Records shown below:

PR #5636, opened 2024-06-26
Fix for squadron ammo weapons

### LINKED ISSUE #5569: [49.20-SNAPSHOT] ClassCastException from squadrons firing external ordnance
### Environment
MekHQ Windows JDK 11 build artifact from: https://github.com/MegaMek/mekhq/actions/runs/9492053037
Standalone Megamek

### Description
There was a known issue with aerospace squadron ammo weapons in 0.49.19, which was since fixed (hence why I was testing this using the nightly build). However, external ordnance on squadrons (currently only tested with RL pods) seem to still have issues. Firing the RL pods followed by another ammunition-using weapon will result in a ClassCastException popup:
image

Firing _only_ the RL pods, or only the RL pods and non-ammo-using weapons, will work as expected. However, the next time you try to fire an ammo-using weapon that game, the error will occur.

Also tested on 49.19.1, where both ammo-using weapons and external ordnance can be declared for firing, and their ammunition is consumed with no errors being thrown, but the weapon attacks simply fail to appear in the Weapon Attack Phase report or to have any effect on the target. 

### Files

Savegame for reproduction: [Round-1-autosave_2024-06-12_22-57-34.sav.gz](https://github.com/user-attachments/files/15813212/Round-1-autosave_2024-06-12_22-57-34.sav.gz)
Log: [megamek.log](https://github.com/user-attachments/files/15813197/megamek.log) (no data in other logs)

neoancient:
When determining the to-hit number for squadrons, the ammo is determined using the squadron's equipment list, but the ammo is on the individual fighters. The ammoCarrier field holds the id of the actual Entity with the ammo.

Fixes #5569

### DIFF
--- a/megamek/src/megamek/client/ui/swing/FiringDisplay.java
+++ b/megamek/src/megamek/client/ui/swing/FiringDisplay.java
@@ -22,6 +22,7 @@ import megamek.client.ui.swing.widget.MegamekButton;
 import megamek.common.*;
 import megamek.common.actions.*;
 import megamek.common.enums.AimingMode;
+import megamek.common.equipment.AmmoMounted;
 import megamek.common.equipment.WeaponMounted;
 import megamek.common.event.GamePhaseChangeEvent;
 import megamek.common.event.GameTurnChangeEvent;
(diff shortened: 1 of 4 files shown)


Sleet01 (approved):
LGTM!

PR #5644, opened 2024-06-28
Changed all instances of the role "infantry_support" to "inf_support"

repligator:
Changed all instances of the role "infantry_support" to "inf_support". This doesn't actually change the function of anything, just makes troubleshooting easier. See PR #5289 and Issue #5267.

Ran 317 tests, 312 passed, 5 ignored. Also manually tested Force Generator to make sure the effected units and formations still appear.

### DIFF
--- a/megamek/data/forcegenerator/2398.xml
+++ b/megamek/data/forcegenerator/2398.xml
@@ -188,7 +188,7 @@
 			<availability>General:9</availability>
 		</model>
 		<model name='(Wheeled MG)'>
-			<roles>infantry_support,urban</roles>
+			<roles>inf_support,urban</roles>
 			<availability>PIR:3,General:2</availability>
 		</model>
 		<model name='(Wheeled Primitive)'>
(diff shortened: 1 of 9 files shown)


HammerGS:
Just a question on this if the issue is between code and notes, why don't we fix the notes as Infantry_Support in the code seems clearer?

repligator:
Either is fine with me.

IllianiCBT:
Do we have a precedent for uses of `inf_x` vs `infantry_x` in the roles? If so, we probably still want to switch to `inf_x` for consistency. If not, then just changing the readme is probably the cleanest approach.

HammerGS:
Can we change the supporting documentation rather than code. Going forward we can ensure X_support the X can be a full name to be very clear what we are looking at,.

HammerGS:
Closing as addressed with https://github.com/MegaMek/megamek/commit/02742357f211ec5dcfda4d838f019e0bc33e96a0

End of Records shown.
Records shown below:

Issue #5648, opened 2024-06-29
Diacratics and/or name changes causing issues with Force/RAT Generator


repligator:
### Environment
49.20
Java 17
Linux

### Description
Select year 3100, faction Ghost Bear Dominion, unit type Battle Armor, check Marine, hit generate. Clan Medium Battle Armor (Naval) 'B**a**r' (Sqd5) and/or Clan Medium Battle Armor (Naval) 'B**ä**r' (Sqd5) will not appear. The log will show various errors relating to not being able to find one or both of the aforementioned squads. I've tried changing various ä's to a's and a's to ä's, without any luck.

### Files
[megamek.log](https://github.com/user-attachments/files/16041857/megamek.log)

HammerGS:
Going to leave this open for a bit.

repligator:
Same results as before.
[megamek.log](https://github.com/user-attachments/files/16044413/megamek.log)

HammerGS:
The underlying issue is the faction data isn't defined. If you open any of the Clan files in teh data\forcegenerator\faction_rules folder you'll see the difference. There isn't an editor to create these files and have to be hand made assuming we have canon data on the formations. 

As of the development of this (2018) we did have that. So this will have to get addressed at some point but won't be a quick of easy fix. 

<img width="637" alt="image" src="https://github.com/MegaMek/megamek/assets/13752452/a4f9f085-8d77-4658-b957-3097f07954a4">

End of Records shown.
Records shown below:

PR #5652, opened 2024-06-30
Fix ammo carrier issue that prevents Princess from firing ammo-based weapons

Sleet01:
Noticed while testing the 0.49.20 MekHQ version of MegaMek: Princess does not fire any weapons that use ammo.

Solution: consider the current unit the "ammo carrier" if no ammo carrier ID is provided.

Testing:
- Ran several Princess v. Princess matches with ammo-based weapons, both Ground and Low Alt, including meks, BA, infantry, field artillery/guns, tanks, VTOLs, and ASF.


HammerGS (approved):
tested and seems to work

End of Records shown.

## Task to complete
Above are the entries. Output exactly the lines beginning with the line that has "import megamek.common.enums.AimingMode;" and ending with the line that has "-188,7 +188,7 @@".

## Solution below
 import megamek.common.enums.AimingMode;
+import megamek.common.equipment.AmmoMounted;
 import megamek.common.equipment.WeaponMounted;
 import megamek.common.event.GamePhaseChangeEvent;
 import megamek.common.event.GameTurnChangeEvent;
(diff shortened: 1 of 4 files shown)


Sleet01 (approved):
LGTM!

PR #5644, opened 2024-06-28
Changed all instances of the role "infantry_support" to "inf_support"

repligator:
Changed all instances of the role "infantry_support" to "inf_support". This doesn't actually change the function of anything, just makes troubleshooting easier. See PR #5289 and Issue #5267.

Ran 317 tests, 312 passed, 5 ignored. Also manually tested Force Generator to make sure the effected units and formations still appear.

### DIFF
--- a/megamek/data/forcegenerator/2398.xml
+++ b/megamek/data/forcegenerator/2398.xml
@@ -188,7 +188,7 @@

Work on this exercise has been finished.